Which is to say, although Imamura seems particularly concerned about the distended terror within Japanese society (sublimated into the souls of the people who hide the tragedy from themselves as a way of coping), this is no red-hot screed. Melodrama is plucked out, leaving the film’s toxic tension without a release valve and no potential for abrogation. All the grisly imagery in the world – there’s a truly zombie-like cadence to the sequences of direct fallout in the film – escapes into the internal hearts of people whose seeming physical well-being only belies their walking-zombie lifestyles as people trying to forever forget that which is unavoidably central to their lives. The rampaging depth-of-field evident in the explicit chaos of the bombing itself is literally curtailed in the less open-ended, more limited visuals that depict life after the bombing as a shell or a curbed version of its former self. The sense is that all the explicit carnage of the event is internalized in people who desperately wish to find regularity and order afterwards, but they are denied the forward-thrust of progression as they move instead toward suffocation and stagnancy. Ancestral life becomes a shield to hide behind and a weapon to wield against others, even if, like Ozu, Imamura’s vision is more weary for people who can’t move forward than ever truly angry at them.
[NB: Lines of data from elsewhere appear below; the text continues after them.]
PR #240, opened 2022-11-21
Add Secp256r1

### LINKED ISSUE #217: Support ECDSA secp256r1  (NIST-P1) curve as well

jonas-lj:
Fixes #217 and paves the way for https://github.com/MystenLabs/sui/issues/6235

### DIFF
--- a/fastcrypto/Cargo.toml
+++ b/fastcrypto/Cargo.toml
@@ -37,7 +37,8 @@ typenum = "1.15.0"
 auto_ops = "0.3.0"
 derive_more = "0.99.16"
 p256 = { version = "0.11.1", features = ["ecdsa"] }
-ecdsa = "0.14.8"
+ecdsa = { version = "0.14.8", features = ["rfc6979"] }
+rfc6979 = "0.3.1"
 blake2 = "0.10.5"
 blake3 = "1.3.3"
 blst = "0.3.10"
--- a/fastcrypto/Cargo.toml
+++ b/fastcrypto/Cargo.toml
@@ -37,6 +37,7 @@ typenum = "1.15.0"
 auto_ops = "0.3.0"
 derive_more = "0.99.16"
 p256 = { version = "0.11.1", features = ["ecdsa"] }
+ecdsa = "0.14.8"
 blake2 = "0.10.5"
 blake3 = "1.3.3"
 blst = "0.3.10"
--- a/fastcrypto/Cargo.toml
+++ b/fastcrypto/Cargo.toml
@@ -36,6 +36,7 @@ generic-array = { version = "0.14.6", features = ["serde"] }
 typenum = "1.15.0"
 auto_ops = "0.3.0"
 derive_more = "0.99.16"
+p256 = { version = "0.11.1", features = ["ecdsa"] }
 blake2 = "0.10.5"
 blake3 = "1.3.3"
 blst = "0.3.10"
--- a/fastcrypto/src/secp256r1.rs
+++ b/fastcrypto/src/secp256r1.rs
@@ -32,20 +32,17 @@ use p256::ecdsa::Signature as ExternalSignature;
 use p256::ecdsa::SigningKey as ExternalSecretKey;
 use p256::ecdsa::VerifyingKey as ExternalPublicKey;
 use p256::elliptic_curve::group::GroupEncoding;
-
-use crate::error::FastCryptoError::GeneralError;
 use crate::hash::HashFunction;
 use crate::hash::Sha256;
 use ecdsa::elliptic_curve::bigint::Encoding as OtherEncoding;
 use ecdsa::elliptic_curve::subtle::Choice;
 use ecdsa::elliptic_curve::ScalarCore;
 use ecdsa::RecoveryId;
-use generic_array::GenericArray;
 use p256::elliptic_curve::bigint::ArrayEncoding;
 use p256::elliptic_curve::ops::Reduce;
 use p256::elliptic_curve::sec1::ToEncodedPoint;
 use p256::elliptic_curve::IsHigh;
-use p256::elliptic_curve::{AffineXCoordinate, Curve, DecompactPoint, DecompressPoint, Field};
+use p256::elliptic_curve::{AffineXCoordinate, Curve, DecompressPoint, Field};
 use p256::{AffinePoint, FieldBytes, NistP256, ProjectivePoint, Scalar, U256};
 use serde::{de, Deserialize, Serialize};
 use signature::{Signature, Signer, Verifier};
@@ -122,7 +119,7 @@ impl VerifyingKey for Secp256r1PublicKey {
 
 impl Verifier<Secp256r1Signature> for Secp256r1PublicKey {
     fn verify(&self, msg: &[u8], signature: &Secp256r1Signature) -> Result<(), signature::Error> {
-        // TODO: Until we have a recovery id, we recover both candidates for public keys
+
         let pk = signature
             .recover(msg)
             .map_err(|_| signature::Error::new())?;
@@ -131,9 +128,7 @@ impl Verifier<Secp256r1Signature> for Secp256r1PublicKey {
             return Err(signature::Error::new());
         }
 
-        self.pubkey
-            .verify(msg, &signature.sig)
-            .map_err(|_| signature::Error::new())
+        Ok(())
     }
 }
 
@@ -496,18 +491,18 @@ impl Secp256r1Signature {
     ///
     /// An [FastCryptoError::GeneralError] is returned if no public keys can be recovered.
     pub fn recover(&self, msg: &[u8]) -> Result<Secp256r1PublicKey, FastCryptoError> {
-        // Code copied from recover_verify_key_from_digest_bytes in the k256 crate
+        // Code copied from recover_verify_key_from_digest_bytes in k256@0.11.6
         let (r, s) = self.sig.split_scalars();
 
         let z = Scalar::from_be_bytes_reduced(FieldBytes::from(Sha256::digest(msg).digest));
-        let R = AffinePoint::decompress(&r.to_bytes(), Choice::from(self.recovery_id & 1));
+        let big_r = AffinePoint::decompress(&r.to_bytes(), Choice::from(self.recovery_id & 1));
 
-        if R.is_some().into() {
-            let R = ProjectivePoint::from(R.unwrap());
+        if big_r.is_some().into() {
+            let big_r = ProjectivePoint::from(big_r.unwrap());
             let r_inv = r.invert().unwrap();
             let u1 = -(r_inv * z);
             let u2 = r_inv * *s;
-            let pk = ((ProjectivePoint::GENERATOR * u1) + (R * u2)).to_affine();
+            let pk = ((ProjectivePoint::GENERATOR * u1) + (big_r * u2)).to_affine();
 
             Ok(Secp256r1PublicKey {
                 pubkey: ExternalPublicKey::from_affine(pk)
--- a/fastcrypto/src/secp256r1.rs
+++ b/fastcrypto/src/secp256r1.rs
@@ -413,18 +413,26 @@ impl From<Secp256r1PrivateKey> for Secp256r1KeyPair {
 }
 
 impl Secp256r1Signature {
-    /// Recover public key(s) from signature. Between 0 and 4 potential public keys,
+    /// Recover public key(s) from signature. Either 2 or 4 potential public keys,
     /// which could be the corresponding public key for the signature are returned.
     /// This is based on section 4.1.6 in https://www.secg.org/sec1-v2.pdf.
+    ///
+    /// An [FastCryptoError::GeneralError] is returned if no public keys can be recovered.
     pub fn recover(&self, msg: &[u8]) -> Result<Vec<Secp256r1PublicKey>, FastCryptoError> {
         let (r, s) = self.sig.split_scalars();
         let r_plus_n = U256::from(r.as_ref()).wrapping_add(&NistP256::ORDER);
 
         // Find points with r or r+n as x-coordinate.
-        let pts = vec![
+        let mut pts = vec![
             AffinePoint::decompact(&r.to_bytes()),
             AffinePoint::decompact(&r_plus_n.to_be_byte_array()),
         ];
+
+        // Only keep valid points and return err if there a no such points
+        pts.retain(|pt| pt.is_some().into());
+        if pts.is_empty() {
+            return Err(FastCryptoError::GeneralError);
+        }
 
         // Hash of the message.
         let e = <Scalar as Reduce<U256>>::from_be_bytes_reduced(GenericArray::from(
@@ -436,10 +444,6 @@ impl Secp256r1Signature {
         let g_term = ProjectivePoint::GENERATOR * -r_inv * e;
         let mut candidates: Vec<Secp256r1PublicKey> = Vec::new();
         for affine_pt in pts {
-            if affine_pt.is_none().into() {
-                continue;
-            }
-
             let r_term = ProjectivePoint::from(affine_pt.unwrap()) * r_inv * *s;
             candidates.push(Secp256r1PublicKey {
                 pubkey: ExternalPublicKey::from_affine((g_term + r_term).to_affine()).unwrap(),
--- a/fastcrypto/src/secp256r1.rs
+++ b/fastcrypto/src/secp256r1.rs
@@ -37,6 +37,7 @@ use crate::hash::HashFunction;
 use crate::hash::Sha256;
 use ecdsa::elliptic_curve::bigint::Encoding as OtherEncoding;
 use ecdsa::elliptic_curve::ScalarCore;
+use ecdsa::RecoveryId;
 use generic_array::GenericArray;
 use p256::elliptic_curve::bigint::ArrayEncoding;
 use p256::elliptic_curve::ops::Reduce;
@@ -80,6 +81,7 @@ pub struct Secp256r1PrivateKey {
 pub struct Secp256r1Signature {
     pub sig: ExternalSignature,
     pub bytes: OnceCell<[u8; SIGNATURE_SIZE]>,
+    pub recoveryId: u8,
 }
 
 impl std::hash::Hash for Secp256r1PublicKey {
@@ -281,6 +283,7 @@ impl Signature for Secp256r1Signature {
                     Ok(result) => OnceCell::with_value(result),
                     Err(_) => OnceCell::new(),
                 },
+                recoveryId: 0u8,
             }),
             Err(_) => Err(signature::Error::new()),
         }
@@ -329,6 +332,7 @@ impl Default for Secp256r1Signature {
             sig: ExternalSignature::from_scalars(Scalar::ONE.to_bytes(), Scalar::ONE.to_bytes())
                 .unwrap(),
             bytes: OnceCell::new(),
+            recoveryId: 0u8,
         }
     }
 }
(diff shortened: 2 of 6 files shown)


fastcrypto/src/secp256r1.rs
```diff
@@ -0,0 +1,495 @@
...
+
+impl From<Secp256r1PrivateKey> for Secp256r1KeyPair {
+    fn from(secret: Secp256r1PrivateKey) -> Self {
+        let name = Secp256r1PublicKey::from(&secret);
+        Secp256r1KeyPair { name, secret }
+    }
+}
+
+impl Secp256r1Signature {
+    /// Recover public key from signature
```
kchalkias, line 417: Can you refer to the original impl this was based, just to ensure no malleability and consistency with the secpK1 lib. Ideally we should copy paste that logic (if not).
@joyqvq please have a look as well

fastcrypto/Cargo.toml
```diff
@@ -37,6 +37,7 @@ typenum = "1.15.0"
 # TODO: switch to https://github.com/celo-org/celo-bls-snark-rs
 # when https://github.com/celo-org/celo-bls-snark-rs/issues/228 is solved
 celo-bls = { git = "https://github.com/huitseeker/celo-bls-snark-rs", branch = "updates-2-with-parallelism-toggle", package = "bls-crypto", default-features = false }
+p256 = { version = "0.11.1", features = ["ecdsa"] }
```
kchalkias, line 40: Indeed, this is unfortunately the lib to used, unless @huitseeker has seen any fork of the one we use secpk1.

fastcrypto/src/secp256r1.rs
jonas-lj: I will. It is mostly based on the specs (section 4.1.6 in https://www.secg.org/sec1-v2.pdf) and also on an implementation in the k256 crate. I have two somewhat related questions regarding this @kchalkias :
* I'm assuming we wan't to recover and check public keys every time because of the attack you found recently, but both verifying AND recovering public keys seem to be at least double work. Should we make public key recovery optional?
* Should we add a recovery id byte to signatures as it is done in secp256k1? Since the endgoal is interoperability with hardware wallets, I guess the answer to this depends on how the hardware wallets are handling this, but I haven't been able to find some good documentation.

fastcrypto/Cargo.toml
kchalkias: We will also need the regular verification in both ECDSAs as i/ requires for our fair benchmarks + to switch if in the future we decide that cost is more important than size.

kchalkias (commented):
Clarifications re ecrecover and v flag to be 100% compatible with the other ECDSA.

Note that wallets that sign with libraries that do not support outputs with ecrecover, we're going to provide converters.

For all the sharply monochromatic horrors on display in Black Rain’s most outre moments, the film is at its most disheveled and vulnerable in its quieter moments. The mortal coil of life can be articulated in the elegance of a pairing on screen upended by one character leaving and the other left by their lonesome. This is the irradiation of Imamura’s vision, a holocaust of a more disturbing variety because it affects our core beings rather than merely the body we present to the world.